==== Source material ====

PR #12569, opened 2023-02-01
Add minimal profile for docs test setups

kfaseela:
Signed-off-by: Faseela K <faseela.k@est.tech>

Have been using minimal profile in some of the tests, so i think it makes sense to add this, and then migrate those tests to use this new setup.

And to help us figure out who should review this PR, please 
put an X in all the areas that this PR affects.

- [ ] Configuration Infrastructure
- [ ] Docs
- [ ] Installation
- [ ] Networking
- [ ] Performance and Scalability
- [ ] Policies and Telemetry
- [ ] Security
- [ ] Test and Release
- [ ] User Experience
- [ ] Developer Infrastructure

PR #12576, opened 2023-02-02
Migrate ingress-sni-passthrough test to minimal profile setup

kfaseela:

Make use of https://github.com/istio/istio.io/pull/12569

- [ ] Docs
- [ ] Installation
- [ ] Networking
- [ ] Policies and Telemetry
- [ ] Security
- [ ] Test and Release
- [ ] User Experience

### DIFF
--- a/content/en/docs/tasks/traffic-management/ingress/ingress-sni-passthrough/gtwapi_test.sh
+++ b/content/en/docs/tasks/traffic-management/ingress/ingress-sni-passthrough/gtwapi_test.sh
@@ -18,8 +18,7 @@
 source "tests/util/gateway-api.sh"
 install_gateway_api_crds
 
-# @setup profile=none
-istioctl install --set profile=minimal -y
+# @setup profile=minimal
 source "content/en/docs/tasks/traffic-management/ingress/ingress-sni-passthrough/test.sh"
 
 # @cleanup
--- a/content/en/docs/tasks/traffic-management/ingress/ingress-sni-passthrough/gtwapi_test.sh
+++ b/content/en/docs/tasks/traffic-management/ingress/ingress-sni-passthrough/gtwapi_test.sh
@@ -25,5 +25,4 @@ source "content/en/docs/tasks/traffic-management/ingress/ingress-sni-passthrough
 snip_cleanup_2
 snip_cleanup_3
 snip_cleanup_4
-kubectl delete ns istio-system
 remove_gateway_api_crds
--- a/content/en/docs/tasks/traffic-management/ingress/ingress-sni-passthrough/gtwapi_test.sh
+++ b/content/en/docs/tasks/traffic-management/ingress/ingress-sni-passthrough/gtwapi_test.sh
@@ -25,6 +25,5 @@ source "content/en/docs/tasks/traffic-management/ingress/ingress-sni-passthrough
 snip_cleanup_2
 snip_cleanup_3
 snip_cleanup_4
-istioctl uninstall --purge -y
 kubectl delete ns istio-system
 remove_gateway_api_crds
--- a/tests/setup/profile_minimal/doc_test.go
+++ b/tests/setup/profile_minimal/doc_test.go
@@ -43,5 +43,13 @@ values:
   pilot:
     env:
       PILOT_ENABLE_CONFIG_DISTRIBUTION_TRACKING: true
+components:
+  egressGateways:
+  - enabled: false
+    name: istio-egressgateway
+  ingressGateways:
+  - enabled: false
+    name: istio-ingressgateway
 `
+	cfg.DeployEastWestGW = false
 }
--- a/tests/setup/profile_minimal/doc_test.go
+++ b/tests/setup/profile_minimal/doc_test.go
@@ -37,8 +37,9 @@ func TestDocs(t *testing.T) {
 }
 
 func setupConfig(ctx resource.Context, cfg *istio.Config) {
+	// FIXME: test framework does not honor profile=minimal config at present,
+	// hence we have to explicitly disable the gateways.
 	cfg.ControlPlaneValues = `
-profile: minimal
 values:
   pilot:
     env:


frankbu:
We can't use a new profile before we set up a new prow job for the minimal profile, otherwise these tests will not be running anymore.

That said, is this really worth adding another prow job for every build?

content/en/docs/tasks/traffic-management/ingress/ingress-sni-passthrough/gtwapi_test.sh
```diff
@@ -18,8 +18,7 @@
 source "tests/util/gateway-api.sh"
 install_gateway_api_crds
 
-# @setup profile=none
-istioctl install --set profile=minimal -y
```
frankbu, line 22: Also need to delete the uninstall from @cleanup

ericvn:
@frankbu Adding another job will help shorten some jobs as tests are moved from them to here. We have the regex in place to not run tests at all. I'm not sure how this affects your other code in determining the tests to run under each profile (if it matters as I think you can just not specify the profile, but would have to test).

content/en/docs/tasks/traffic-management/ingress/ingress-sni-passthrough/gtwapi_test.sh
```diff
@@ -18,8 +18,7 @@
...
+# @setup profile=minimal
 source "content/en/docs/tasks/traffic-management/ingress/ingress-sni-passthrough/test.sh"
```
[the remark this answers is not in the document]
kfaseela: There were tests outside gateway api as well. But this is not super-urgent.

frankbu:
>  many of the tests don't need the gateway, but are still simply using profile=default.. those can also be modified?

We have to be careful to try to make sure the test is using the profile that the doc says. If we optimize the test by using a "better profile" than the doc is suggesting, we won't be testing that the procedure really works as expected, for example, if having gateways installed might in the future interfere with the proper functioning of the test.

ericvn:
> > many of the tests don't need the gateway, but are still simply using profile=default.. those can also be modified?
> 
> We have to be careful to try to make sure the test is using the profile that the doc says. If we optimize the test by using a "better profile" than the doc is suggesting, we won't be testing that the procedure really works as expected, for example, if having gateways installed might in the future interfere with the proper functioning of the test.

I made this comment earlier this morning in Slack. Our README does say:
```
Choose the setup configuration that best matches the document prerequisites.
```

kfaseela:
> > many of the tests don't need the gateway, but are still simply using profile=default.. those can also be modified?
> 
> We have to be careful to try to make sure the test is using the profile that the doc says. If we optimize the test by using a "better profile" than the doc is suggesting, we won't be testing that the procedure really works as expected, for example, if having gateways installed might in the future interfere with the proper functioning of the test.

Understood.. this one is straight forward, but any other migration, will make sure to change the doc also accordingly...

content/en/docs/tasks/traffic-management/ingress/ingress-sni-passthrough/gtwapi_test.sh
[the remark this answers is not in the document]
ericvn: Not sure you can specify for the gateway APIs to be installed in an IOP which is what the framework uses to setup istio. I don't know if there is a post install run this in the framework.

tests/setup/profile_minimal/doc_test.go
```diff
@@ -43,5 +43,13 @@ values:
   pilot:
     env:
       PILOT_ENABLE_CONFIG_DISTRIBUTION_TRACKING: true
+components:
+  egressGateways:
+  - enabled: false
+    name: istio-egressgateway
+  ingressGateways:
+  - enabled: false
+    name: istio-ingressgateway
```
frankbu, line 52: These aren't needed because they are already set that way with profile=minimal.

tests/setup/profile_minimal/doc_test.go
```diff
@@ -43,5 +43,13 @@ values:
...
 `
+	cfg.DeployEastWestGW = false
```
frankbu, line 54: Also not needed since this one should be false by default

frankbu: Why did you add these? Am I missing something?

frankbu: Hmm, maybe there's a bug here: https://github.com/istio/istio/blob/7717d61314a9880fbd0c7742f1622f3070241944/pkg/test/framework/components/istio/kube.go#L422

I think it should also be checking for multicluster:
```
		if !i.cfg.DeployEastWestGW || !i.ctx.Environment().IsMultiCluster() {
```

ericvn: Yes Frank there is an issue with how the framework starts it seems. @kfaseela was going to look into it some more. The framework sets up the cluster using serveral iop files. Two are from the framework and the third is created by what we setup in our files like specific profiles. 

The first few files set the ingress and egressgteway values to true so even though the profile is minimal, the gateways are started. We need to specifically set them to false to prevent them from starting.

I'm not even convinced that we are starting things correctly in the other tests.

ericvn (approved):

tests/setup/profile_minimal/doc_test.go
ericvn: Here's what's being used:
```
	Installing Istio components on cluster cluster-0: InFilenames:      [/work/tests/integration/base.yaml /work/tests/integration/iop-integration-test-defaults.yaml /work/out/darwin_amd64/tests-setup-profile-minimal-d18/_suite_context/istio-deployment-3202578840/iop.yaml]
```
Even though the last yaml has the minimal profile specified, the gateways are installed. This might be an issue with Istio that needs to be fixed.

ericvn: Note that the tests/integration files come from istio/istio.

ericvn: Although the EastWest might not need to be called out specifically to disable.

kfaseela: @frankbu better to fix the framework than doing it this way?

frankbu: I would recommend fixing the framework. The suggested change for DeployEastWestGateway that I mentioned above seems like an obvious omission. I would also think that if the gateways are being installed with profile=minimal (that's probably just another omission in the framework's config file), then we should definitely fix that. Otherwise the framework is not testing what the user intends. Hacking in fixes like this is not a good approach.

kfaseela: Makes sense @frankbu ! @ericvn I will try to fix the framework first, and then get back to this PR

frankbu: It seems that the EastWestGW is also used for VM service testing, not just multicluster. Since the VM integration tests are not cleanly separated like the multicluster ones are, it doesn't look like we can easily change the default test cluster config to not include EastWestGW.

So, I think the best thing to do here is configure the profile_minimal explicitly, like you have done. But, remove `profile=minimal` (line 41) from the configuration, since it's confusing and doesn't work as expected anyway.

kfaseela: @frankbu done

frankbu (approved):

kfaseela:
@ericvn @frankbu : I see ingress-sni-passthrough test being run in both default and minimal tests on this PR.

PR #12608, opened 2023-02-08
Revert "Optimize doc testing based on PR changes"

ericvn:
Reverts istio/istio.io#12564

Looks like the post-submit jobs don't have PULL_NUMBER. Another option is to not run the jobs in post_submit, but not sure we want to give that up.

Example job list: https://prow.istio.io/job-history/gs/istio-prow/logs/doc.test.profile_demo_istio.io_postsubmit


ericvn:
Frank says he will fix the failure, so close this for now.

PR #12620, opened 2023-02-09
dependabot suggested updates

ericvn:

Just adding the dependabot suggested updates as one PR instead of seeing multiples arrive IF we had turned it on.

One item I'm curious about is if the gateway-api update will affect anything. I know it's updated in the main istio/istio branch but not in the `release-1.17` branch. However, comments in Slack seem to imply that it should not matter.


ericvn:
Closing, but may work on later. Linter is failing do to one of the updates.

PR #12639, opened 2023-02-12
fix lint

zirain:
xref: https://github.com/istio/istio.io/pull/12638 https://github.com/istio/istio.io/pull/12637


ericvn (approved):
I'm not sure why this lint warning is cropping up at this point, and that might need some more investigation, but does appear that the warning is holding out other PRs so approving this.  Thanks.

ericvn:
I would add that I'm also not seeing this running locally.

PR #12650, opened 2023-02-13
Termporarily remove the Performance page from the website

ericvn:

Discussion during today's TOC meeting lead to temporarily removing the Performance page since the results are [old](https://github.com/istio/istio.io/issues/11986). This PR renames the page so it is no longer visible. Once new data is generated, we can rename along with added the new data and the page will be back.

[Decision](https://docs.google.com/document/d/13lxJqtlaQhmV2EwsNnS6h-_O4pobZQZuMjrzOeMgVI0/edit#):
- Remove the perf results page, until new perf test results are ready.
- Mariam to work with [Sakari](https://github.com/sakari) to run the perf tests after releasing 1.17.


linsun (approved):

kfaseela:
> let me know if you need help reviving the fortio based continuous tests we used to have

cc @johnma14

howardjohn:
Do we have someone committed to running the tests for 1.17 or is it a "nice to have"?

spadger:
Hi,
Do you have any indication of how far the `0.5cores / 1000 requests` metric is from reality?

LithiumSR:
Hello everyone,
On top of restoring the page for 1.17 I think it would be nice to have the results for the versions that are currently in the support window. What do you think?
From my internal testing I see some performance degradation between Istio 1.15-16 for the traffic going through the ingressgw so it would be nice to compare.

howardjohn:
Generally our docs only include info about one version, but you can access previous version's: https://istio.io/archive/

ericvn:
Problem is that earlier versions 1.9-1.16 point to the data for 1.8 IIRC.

====

- **Task to carry out**: Start at the first line of the material and transcribe each line exactly, stopping once the line containing "And to help" has been written.

- **Answer**:
PR #12569, opened 2023-02-01
Add minimal profile for docs test setups

kfaseela:
Signed-off-by: Faseela K <faseela.k@est.tech>

Have been using minimal profile in some of the tests, so i think it makes sense to add this, and then migrate those tests to use this new setup.

And to help us figure out who should review this PR, please 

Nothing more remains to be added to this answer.